Ксения вышла и вскоре вернулась. За ней стольники внесли мёд в серебряном жбане с несколькими висящими вокруг него ковшичками.
– Батюшка! Там Семён Никитич тебя ждет!
– Пусть войдёт.
Семён Годунов после поклонов замялся немного со своим докладом.
– Да говори прямо, друже, – сказал Борис, – тут свои.
– Привезли её!
– Кого?
– Марфу Нагую, царицу-иноку.
– Привезли? Внизу она?
– Нет, здеся. Куда прикажешь проводить? – Он оглянулся на детей.
– Неохота уходить отселе, и, чаю, недолго с ней просидим. Давай сюда. Оксиньюшка! Выйди на малое время – не к лицу царевне будет слухать. А Федор пусть останется – надо ему вникать. Веди её, Семён, и сам приходи.
Семён и Ксения вышли.
– Я нарочно вызвал её – спросить хочу о смерти Дмитрёевой. Жалею, что в то время не допросил, – не хотелось с сей архидурой беседовать.
Вошла немолодая женщина в черных одеждах, с чётками в руках, перекрестилась на иконы, поклонилась по-монашьи в пояс и остановилась у двери.

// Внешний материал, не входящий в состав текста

PR #1768, opened 2026-01-14
feat(facet-core): add iddqd crate support

gaetschwartz:
Add Facet trait implementations for iddqd collection types:
- IdHashMap<T, S> - hash map with single key extracted from value
- IdOrdMap<T> - ordered map (requires std feature)
- BiHashMap<T, S> - bijective map with two keys per value
- TriHashMap<T, S> - trijective map with three keys per value

These types use Def::Set with SetVTable since they're conceptually "sets with extractable keys" - values are stored and keys are derived.

Also includes:
- Feature flag `iddqd` in facet-core and facet crates
- Documentation in ecosystem.md
- Format suite tests for JSON, TOML, YAML, XML, MsgPack, ASN.1

### DIFF
--- a/facet-asn1/tests/format_suite.rs
+++ b/facet-asn1/tests/format_suite.rs
@@ -500,6 +500,18 @@ impl FormatSuite for Asn1Slice {
         CaseSpec::skip("ASN.1 is a binary format, requires binary input not JSON strings")
     }
 
+    fn iddqd_id_ord_map() -> CaseSpec {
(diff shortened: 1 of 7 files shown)


fasterthanlime (changes requested):
Two bugs here:

  * major: Bi/Tri HashMaps only check key1, ignoring key2/key3 (maybe don't cover these if we don't have vtables sophisticated enough for them?)
  * minor: `type_name` only prints `T` type params when we have `T` and `S`

Issue #635, opened 2026-06-01
we don't fuse operations with objects as predicates


yegor256:
For example, this doesn't fuse:

```java
Stream.of(1, 2, 3).map(new Foo()).count();
```

VasilevNStas:
@yegor256 since this is assigned to you and nothing has moved yet, here is the analysis we did on this problem a while ago — hopefully it saves you some digging. We'd be happy to help implement it if you want a hand.

## The gap

Every `2xx` recognition rule (`201`-`208`) matches a `Φ.hone.lambda` formation (produced by `111` from an `invokedynamic`) followed by the stream call. An **object predicate** — `Stream.of(1,2,3).map(new Foo())` — compiles to:

```
new Foo
dup
invokespecial Foo.<init>()V
invokeinterface java/util/stream/Stream.map (Ljava/util/function/Function;)Ljava/util/stream/Stream;
```

There is no `invokedynamic`, hence no `Φ.hone.lambda`, and the operation is invisible to the whole pipeline. Nothing in `streams/` matches a `new`/`invokespecial` today (grep over all `.phr` files), so the gap is total, not partial.

## Proposed design

A front-door rule in `1xx` — the free slot `115-` (between `114` and `118`), mirroring `111` — that matches the four-opcode run `new + dup + invokespecial <init>` + `invokeinterface Stream.map|filter` and abstracts it into a `Φ.hone.map` / `Φ.hone.filter` pragma. Because the object's type is unknown, synthesise the lambda signature as `(Ljava/lang/Object;)Z` / `(Ljava/lang/Object;)Ljava/lang/Object;` and let the existing sed-fallbacks (`201`'s `𝑒-java-object-pattern`) carry the `Object` element type downstream. From there the pragma rides the same `3xx` → fusion → `mapMulti` machinery.

## Pitfalls we found

1. **`closures.yml` pins the `named` case as "survive untouched"** — `filter(new Good()).map(new Doubler())` (line ~147), `after` `invokedynamic 27`. Fusing it adds a mapMulti dispatch lambda, so `invokedynamic` becomes `28`; the fixture must be updated with the feature.
2. **`RandomPipeline` cannot generate object predicates** — every stage production in the grammar is a lambda/method-ref, and `quarantined()` is empty. A production like `map(new Doubler())` needs a `Function`/`Predicate`-implementing class in the walk template (today it only has `Pair`).
[...]

PR #1011, opened 2026-09-18
Recognize a map or a filter whose object argument captures

### LINKED ISSUE #1008: 215-recognize-named-map.phr:40-49: Fuse a map whose...
The puzzle `635-8c54bfc9` from #635 has to be resolved: 

https://github.com/objectionary/hone-maven-plugin/blob/d808969c638f6d3362cf6e03d56e5020c9611190/src/main/resources/org/eolang/hone/rules/streams/2xx/215-recognize-named-map.phr#L40-L49

The puzzle was created by @yegor256 on 18-Sep-26. 

Estimate: 60 minutes,  role: DEV. 

yegor256:
Closes #1008, the puzzle `635-8c54bfc9` that #635 left behind.

The two `215-` recognisers pinned the constructor descriptor to `"()V"` and took the constructor run to be exactly four adjacent opcodes, so a `stream.map(new Scaler(2))` was invisible to the whole pipeline: no pragma, no fusion, the operation just stayed native. They now bind the run of pushes between the `dup` and the `invokespecial` as a block and the descriptor as an expression, and carry both on the pragma; the two `317-*-to-distill` rules splice them back between the `new` and the `<init>` of the state append.

One thing worth arguing about before you read the diff: nothing is peeled. The ticket suggested peeling the pushes the way `114` peels a capturing lambda's, and I think that is the wrong treatment. A lambda's captures are handed to `lambda$` on every element, which is why they have to go into the shared list one at a time. A constructor argument is evaluated once, when the pipeline is built, and `502` relocates the whole append back into the very method the pushes came from, where their locals are still in scope. So carrying the run whole is both simpler and the semantically right thing. Binding the object name on both the `new` and the `<init>` owner is what now proves the two belong together, and it settles a nested `new Foo(new Bar())` for free, since the split that would pair `new Foo` with `Bar.<init>` cannot bind one name to two.

The second choice is the `when` guard, which bounds the arguments to two JVM slots. That is a stack budget, not a limit of the shape. `502` bumps the caller's max-stack by a fixed 6, sized for 308's append; this one peaks at 4 with no arguments, so two more slots land exactly on what is already guaranteed and a third would blow it — the class would die at load with "Exceeded max stack size" rather than fail a rule, so the guard stands the rule down instead. One reference, one int, one long, one double or two one-slot arguments all pass. Widening it means teaching `502` to bump by the append it actually relocated instead of by a constant, which is a change to `502` and not to these rules.

I reproduced it first: the capturing input yields no pragma against master's own `215` and one against the branch's. The guard was checked against real descriptors rather than reasoned about — `()V`, `(I)V`, `(J)V`, `(Ljava/lang/String;)V` and `(II)V` are recognised, `(III)V`, `(JI)V` and `(JD)V` are not. The `215`-to-`317` chain produces `dup; new Scaler; dup; bipush 2; invokespecial Scaler.<init>(I)V; List.add; pop`. Three new packs, four existing ones updated for the two new pragma fields; `mvn -Pdeep test` on the pack test, `RulesTest` and `OptimizeMojoRuleNameTest` gives 135 tests and no failures, against 132 on master.

A narrower `@todo #1008:45min` replaces the old `@todo #635`. The old puzzle bundled in the operator that arrives as a method argument or a field read (`filter(p)`, the refArg case in `streams/closures.yml`), but that is a different shape rather than a wider one — there is no `new` to anchor on and the lone `aload` cannot be told apart from the receiver stream's own, so the anchor has to come from the descriptor of the stream call. The over-two-slot constructor is named in the same puzzle. The README's "not fused yet" list is updated to match: the entry that said a capturing object argument is not fused now says a constructor wider than two slots is not.


yegor256:
@yegor256 could you take a look when you have a moment? The two calls I would most like a second opinion on are relocating the constructor pushes instead of peeling them, and the two-slot guard; happy to explain either in more detail if anything reads oddly.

– Буди здрава, царица, мать преподобная! – начал царь, внимательно взглянув на вошедшую. – Садися, побеседовать хочу Да не робей, не обидим! Садись, гостьей будешь! Вот те седалище! Мёду не отведаешь ли? Прошу, чем Бог послал. Царевич, поднеси иноке святой!
Фёдор зачерпнул мёду и поставил ковшик на тарелочку с краю стола. Не говоря ни слова, с окаменелым лицом, монахиня села в кресло, скользнула злобным взглядом по сидящим и уставилась в стену.